**Saved data entries:**
- - -

PR #238, opened 2015-06-28
Fix failing test and refact to TestCase.

theengineear:
Attempting to fix the failing test due to a 409 --> 400 in plotly's /folders endpoint.

### DIFF
--- a/plotly/tests/test_core/test_file/test_file.py
+++ b/plotly/tests/test_core/test_file/test_file.py
@@ -5,47 +5,47 @@ test_meta:
 A module intended for use with Nose.
 
 """
-
-from nose.tools import raises
-from nose import with_setup
-
 import random
 import string
-import requests
+from unittest import TestCase
 
 import plotly.plotly as py
-import plotly.tools as tls
 from plotly.exceptions import PlotlyRequestError
 
 
-def _random_filename():
-    random_chars = [random.choice(string.ascii_uppercase) for _ in range(5)]
-    unique_filename = 'Valid Folder'+''.join(random_chars)
-    return unique_filename
+class FolderAPITestCase(TestCase):
 
+    def setUp(self):
+        py.sign_in('PythonTest', '9v9f20pext')
 
-def init():
-    py.sign_in('PythonTest', '9v9f20pext')
+    def _random_filename(self):
+        random_chars = [random.choice(string.ascii_uppercase)
+                        for _ in range(5)]
+        unique_filename = 'Valid Folder'+''.join(random_chars)
+        return unique_filename
 
+    def test_create_folder(self):
+        try:
+            py.file_ops.mkdirs(self._random_filename())
+        except PlotlyRequestError as e:
+            self.fail('Expected this *not* to fail! Status: {}'
+                      .format(e.status_code))
 
-@with_setup(init)
-def test_create_folder():
-    py.file_ops.mkdirs(_random_filename())
+    def test_create_nested_folders(self):
+        first_folder = self._random_filename()
+        nested_folder = '{0}/{1}'.format(first_folder, self._random_filename())
+        try:
+            py.file_ops.mkdirs(nested_folder)
+        except PlotlyRequestError as e:
+            self.fail('Expected this *not* to fail! Status: {}'
+                      .format(e.status_code))
 
-
-@with_setup(init)
-def test_create_nested_folders():
-    first_folder = _random_filename()
-    nested_folder = '{0}/{1}'.format(first_folder, _random_filename())
-    py.file_ops.mkdirs(nested_folder)
-
-
-@with_setup(init)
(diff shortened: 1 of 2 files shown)


theengineear:
@chriddyp once tests are passing again, i'm going to go ahead and merge this into master so you can pull the fix into your offline mode branch.

theengineear:
@chriddyp seems to be a random failure in python 2.6? also, looks like that version isn't supported at all anymore:

`DeprecationWarning: Python 2.6 is no longer supported by the Python core team, please upgrade your Python.`

Is is time to ditch 2.6?! w00t?

chriddyp:
huh? did I write that?

theengineear:
Ah, I think it might be related to the crypto stuff?

https://github.com/pyca/cryptography/blob/master/src/cryptography/__init__.py

chriddyp:
oh hm.. uh.. I guess we'll have to follow suit? https://github.com/pyca/cryptography/commit/0857894306d26a655fe06326cd244b4e182c94bf#commitcomment-11225855

plotly/tests/test_core/test_file/test_file.py
```diff
@@ -5,47 +5,47 @@
...
+    def test_duplicate_folders(self):
+        first_folder = self._random_filename()
         py.file_ops.mkdirs(first_folder)
-    except PlotlyRequestError as e:
-        if e.status_code != 409:
-            raise e
+        try:
+            py.file_ops.mkdirs(first_folder)
+        except PlotlyRequestError as e:
+            self.assertTrue(400 <= e.status_code < 500)
```
chriddyp: isn't it sort of helpful to know which error code was thrown? I can imagine writing code against a specific error code (e.g. "if conflict, then the folder exists, so don't make a new folder")

chriddyp:
@theengineear did you see this guy?

```
FAIL: plotly.tests.test_optional.test_utils.test_utils.test_pandas_json_encoding
  File "/home/ubuntu/.pyenv/versions/2.6.8/lib/python2.6/site-packages/nose/case.py", line 197, in runTest
    self.test(*self.arg)
  File "/home/ubuntu/python-api/plotly/tests/test_optional/test_utils/test_utils.py", line 228, in test_pandas_json_encoding
    pd.NaT, np.NaN, np.Inf]))
  File "/home/ubuntu/.pyenv/versions/2.6.8/lib/python2.6/site-packages/pandas/util/testing.py", line 701, in assert_series_equal
    assert_attr_equal('name', left, right)
  File "/home/ubuntu/.pyenv/versions/2.6.8/lib/python2.6/site-packages/pandas/util/testing.py", line 552, in assert_attr_equal
    assert_equal(left_attr,right_attr,"attr is not equal [{0}]" .format(attr))
  File "/home/ubuntu/.pyenv/versions/2.6.8/lib/python2.6/site-packages/pandas/util/testing.py", line 533, in assert_equal
    assert a == b, "%s: %r != %r" % (msg.format(a,b), a, b)
AssertionError: attr is not equal [name]: 'col 1' != None
```

theengineear:
re: https://github.com/plotly/python-api/pull/238#issuecomment-116934789

yeah, i think that's a python 2.6 thing? i ran all of our tests locally without any failures.

theengineear:
i'd happily deprecate the use of 2.6. supporting 2.7, 3.3, and 3.4 is much simpler. 2.6 is like 7 years old now. perhaps this can be in our change to 1.7?

plotly/tests/test_core/test_file/test_file.py
theengineear: yeah, i could definitely see that, it's just that i don't think the python library should couple so closely to streambed. this holds for streaming too, we should try and be as transparent about interacting with the plotly apis as possible. i think :)

Also, the `4xx` is like "hey, you did something wrong, you'll need to change your code to fix it", which is much different from `5xx`, "oops, our bad, you might want to try that again later".

theengineear:
@chriddyp if you're alright with the `400 <= X < 500`, i think this is good to merge, otherwise, we'll need to (a) make a change in streambed or (b) require this to be 400, which might break in the near future since we're working on a lot of api stuff (hint hint, can we keep it as is :smile_cat: ?)

chriddyp:
alright, fair enough @theengineear ! but in the future, once the api is out of beta...!

theengineear:
haha, noted --> https://github.com/plotly/python-api/issues/240

chriddyp:
@theengineear - dropped 2.6 support in this commit, as not being able to import ipython was biting me in this test: https://github.com/plotly/python-api/commit/08a86608e3cbaedfe054cafd9d396c43ee074c77

theengineear:
@chriddyp , wonderful, i may make a pr to clean up some other things related to this drop then :)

- - -

**WHAT YOU ARE ASKED TO DO:**
Determine how many of the lines above include the word "once", then give that number and nothing else.

**ANSWER FOR THE TASK:**
2